[Data excerpts]
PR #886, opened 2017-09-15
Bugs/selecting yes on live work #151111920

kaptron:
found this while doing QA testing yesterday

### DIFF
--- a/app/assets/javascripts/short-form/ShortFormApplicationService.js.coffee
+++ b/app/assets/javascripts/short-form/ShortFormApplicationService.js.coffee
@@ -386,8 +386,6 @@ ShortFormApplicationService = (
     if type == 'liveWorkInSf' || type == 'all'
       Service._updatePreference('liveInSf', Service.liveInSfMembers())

TASK DESCRIPTION → In this exercise, repeat all entries exactly.

EXERCISE SOLUTION →
PR #886, opened 2017-09-15
Bugs/selecting yes on live work #151111920

kaptron:
found this while doing QA testing yesterday

### DIFF
--- a/app/assets/javascripts/short-form/ShortFormApplicationService.js.coffee
+++ b/app/assets/javascripts/short-form/ShortFormApplicationService.js.coffee
@@ -386,8 +386,6 @@ ShortFormApplicationService = (
     if type == 'liveWorkInSf' || type == 'all'
       Service._updatePreference('liveInSf', Service.liveInSfMembers())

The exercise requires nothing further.